『kikUUiki』(キクウイキ)は、日本のロックバンド・サカナクションの4作目のオリジナルアルバム。2010年3月17日にビクターエンタテインメントから発売された。
概要
- 前作『シンシロ』より、約1年ぶりとなるオリジナルアルバム。オリコンでは、初登場3位を獲得した。
- タイトル「kikUUiki」は、海水と淡水が交わる水域「汽水域」に由来する造語「汽空域」から来ており「本来相容れないものが混ざり合うところ」という意味が込められている[4]。

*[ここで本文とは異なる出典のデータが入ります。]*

PR #127, opened 2025-09-20
Include the content index in parsing errors

itchyny:
Adding the index to the parsing errors is useful for identifying the error position for package users.

### DIFF
--- a/decode.go
+++ b/decode.go
@@ -160,6 +160,7 @@ func (p *parser) node(kind Kind, defaultTag, tag, value string) *Node {
 	if !p.textless {
 		n.Line = p.event.StartMark.Line + 1
 		n.Column = p.event.StartMark.Column + 1
+		n.Index = p.event.StartMark.Index
 		n.HeadComment = string(p.event.HeadComment)
 		n.LineComment = string(p.event.LineComment)
 		n.FootComment = string(p.event.FootComment)
@@ -350,6 +351,7 @@ func (d *decoder) terror(n *Node, tag string, out reflect.Value) {
 		Err:    fmt.Errorf("cannot unmarshal %s%s into %s", shortTag(tag), value, out.Type()),
 		Line:   n.Line,
 		Column: n.Column,
+		Index:  n.Index,
 	})
 }
 
@@ -366,6 +368,7 @@ func (d *decoder) callUnmarshaler(n *Node, u Unmarshaler) (good bool) {
 			Err:    err,
 			Line:   n.Line,
 			Column: n.Column,
+			Index:  n.Index,
 		})
 		return false
 	}
@@ -394,6 +397,7 @@ func (d *decoder) callObsoleteUnmarshaler(n *Node, u obsoleteUnmarshaler) (good 
 			Err:    err,
 			Line:   n.Line,
 			Column: n.Column,
+			Index:  n.Index,
 		})
 		return false
 	}
@@ -601,6 +605,7 @@ func (d *decoder) scalar(n *Node, out reflect.Value) bool {
 					Err:    err,
 					Line:   n.Line,
 					Column: n.Column,
+					Index:  n.Index,
 				})
 				return false
 			}
@@ -788,6 +793,7 @@ func (d *decoder) mapping(n *Node, out reflect.Value) (good bool) {
 						Err:    fmt.Errorf("mapping key %#v already defined at line %d", nj.Value, ni.Line),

- 初回盤には、ボーナストラックとして「Paradise of Sunny」が収録されている。
- リリースに先駆け、2月24日から2月28日の期間限定で、レーベルのサイトにて先行試聴が行われた。タイトルにちなみ、夜と朝が交じり合う「汽空域」な時間として、朝4時から5時30分の間のみ、ランダムに4・5曲の試聴ができた。
- また、3月14日には「サカナクション『kikUUiki』爆音試聴PARTY」と題した試聴会が行われ、Ustreamで生中継された。CMのナレーションには、吉高由里子が起用された。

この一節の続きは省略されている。